Standardizing the terms and analyses used to evaluate antidotal or focused therapy in clinical toxicity may be in order. When studying antidotes like glucagon, methylene blue, or even ECMO for the treatment of poisonings, we should adhere to retrospective study guidelines and objective scoring instruments like the Naranjo scale to minimize bias and appropriately address confounders. Due to the small number of patients who present with a single, acute ingestion of a poison compared to the larger patient population, the relative lack of data on the safety and efficacy of antidotes in healthy animal populations, and the ethical considerations of prospective, randomized controlled studies, the study of antidotes is notoriously difficult. In addition, clinical practice varies, and even antidotes that are considered to be the "current standard of care" may be used incorrectly (or not at all) by physicians, as was the case in this study, where the majority of patients received "suboptimal" glucagon. Additionally, antidotes like methylene blue, physostigmine, and glucagon are not widely available in the United States. We rely on outdated recommendations based on anecdote or expert opinion because of these shortages, which not only affect bedside care as the majority of references have discussed but also prevent us from carrying out the rigorous studies required to determine if some of these antidotes are appropriate and in what dosage. Many people believe that retrospective studies can benefit from the widespread use of Electronic Medical Records (EMR) because vital signs automatically populate the chart, medication administration is time-stamped, patient demographics are easily accessible for data abstraction, and, most importantly, all of the data in the EMR is legible. However, human error persists in EMR data: Because they are busy treating a sick patient, nurses may misrecord the time it takes to administer medication, patients may become disconnected from machines, and essential demographic information must still be entered correctly by registration staff or the bedside provider. In addition, in order to keep up with charting in the increasingly crowded and complicated healthcare setting, many providers copy and paste data from previous visits or from other providers, employ template charting language, and employ other imperfect workaround strategies.

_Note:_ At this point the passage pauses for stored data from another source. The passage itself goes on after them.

PR #478, opened 2019-04-23
Heroku yml

cadecairos:
This PR sets us up to build and run our own docker containers on Heroku.

Still TODO: determine if it still makes sense to run appveyor tests, if we're containerized.


Pomax:
Closing as older, no longer relevant, work.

In the end, some of the issues that are typically associated with retrospective antidote studies may be alleviated by more deliberate collaboration among multiple healthcare systems. With more poisoned patients and different patterns of clinical practice, it might be possible to draw more nuanced conclusions about antidotes and make them more generalizable. Obviously, a prospective study of glucagon safety and efficacy would be ideal, but it would be constrained by ethical and logistical issues in a small, sensitive patient population. There aren't many studies on the safety and efficacy of glucagon for beta blocker toxicity, so we applaud the authors for taking on a difficult task with thoughtfulness.